Chi si lamenta del pullman che non passa più, dei treni regionali che arrivano in ritardo o che vengono soppressi all’ultimo forse non ha mai provato l’ebrezza di vedere il proprio volo cancellato prima di un weekend romantico, di un viaggio per lavoro o semplicemente prima di qualche giorno tanto atteso per trascorrerlo come turisti.
Il 27 maggio scorso però è successo e ben 75 mila viaggiatori sono rimasti a terra.

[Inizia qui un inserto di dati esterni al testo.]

PR #121, opened 2021-12-08
Add apartment list API

tomijarvi:
Apartment list API returns the apartment data from ElasticSearch. 

Also, contains a fix for the test which appeared on this PR.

Il fatto è avvenuto a Londra, negli aeroporti di Heathrow e Gatwick (due dei nove aeroporti che servono la città) e la protagonista di questo fatto è stata la British airways. Fondata nel 1971, si tratta della compagnia britannica più grande e con il maggior numero di destinazioni internazionali che vanno dall’Europa all’Africa, dall’Asia alle Americhe.
Ultimamente però aveva ricevuto molte critiche poiché è stata dichiarata la decisione di ridurre lo spazio tra una poltrona e l’altra a partire dal 2018: infatti Alex Cruz, nuovo amministratore delegato della compagnia, ha deciso di aumentare il numero di posti da 168 a 180, riducendo lo spazio tra i sedili di due centimetri e mezzo. Inoltre nei voli con rotte più brevi il cibo e i drink erano divenuti a pagamento. Tutto questo per abbassare i prezzi dei biglietti e iniziare a fare concorrenza alle compagnie low cost, tenendo però un’immagine di maggior qualità di servizio e sempre di linea di classe.

Quel giorno il sistema informatico è stato danneggiato provocando la soppressione di 479 voli – circa il 60% di quelli che la compagnia doveva compiere – delle 24h successive da Londra e anche da altre città. Il 28 maggio la British è stata costretta a cancellarne 193, mentre il giorno dopo ancora una decina.
Secondo le dichiarazioni di Willie Walsh, amministratore delegato di International Airlines Group – multinazionale anglo-spagnola nata nel 2011 dall’unione delle compagnie aeree di bandiera della Gran Bretagna (British Airways) e della Spagna (Iberia) –  si dice che tutti i disagi di quella giornata sono stati causati da un errore: il tecnico che stava lavorando in quel momento nel centro dati avrebbe schiacciato un tasto sbagliato, facendo saltare la corrente e provocando quindi il black-out totale.
Il problema principale è stato che il centro dati ordina e dirige moltissime notizie riguardo gli orari dei voli e lo smistamento negli aeroporti in cui atterra la compagnia. Per questo tutto è rimasto bloccato, poiché le informazioni riguardo le partenze e gli arrivi non erano più a portata di mano.

Dopo il caos di questi giorni, la British Airways rischia davvero grosso: dovrà pagare 150 milioni di sterline per i danni causati e rimborsare a tutti i passeggeri i biglietti. Inoltre, come conseguenza dell’accaduto, ha perso in borsa circa il 25% del suo valore (500 milioni di sterline).
Insomma, i problemi per questa compagnia saranno davvero tanti, sia per quanto riguarda i soldi che deve dare sia soprattutto per il numero di clienti che non la sceglieranno più: infatti questo fatto è stato la goccia che ha fatto traboccare il vaso, già ricco di lamentele dovute al cambio di offerta che si voleva fare.
I disagi subiti dai passeggeri in quei giorni non sono stati pochi: c’è chi per ore ha aspettato notizie che non arrivavano negli aeroporti o addirittura negli aerei pronti al decollo. Altri sono stati costretti a pagare cifre altissime per avere un posto sui primi voli in partenza di altre compagnie, oppure coloro che provavano a contattare la British Airways si sono sentiti dire dalla segreteria della compagnia che quella chiamata sarebbe costata 55 penny al minuto.
Ovviamente si è trattato di un comportamento per nulla corretto a cui la compagnia dovrà far fronte.